**What you need to do**
From the first line to the last, give the listing again exactly.

**Data under study**
PR #3556, opened 2024-10-14
Syndicate tools and soap are no longer better.

Sadhorizon:
## About The Pull Request
- syndicate soap clean speed swapped from 5 to 27 (1 better than NT soap, because I find that funny). Also it's uses are tripled.
- "suspicious toolbox" renamed to "black and red toolbox", lost it's damage buff.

**Problem solution**
PR #3556, opened 2024-10-14
Syndicate tools and soap are no longer better.

Sadhorizon:
## About The Pull Request
- syndicate soap clean speed swapped from 5 to 27 (1 better than NT soap, because I find that funny). Also it's uses are tripled.
- "suspicious toolbox" renamed to "black and red toolbox", lost it's damage buff.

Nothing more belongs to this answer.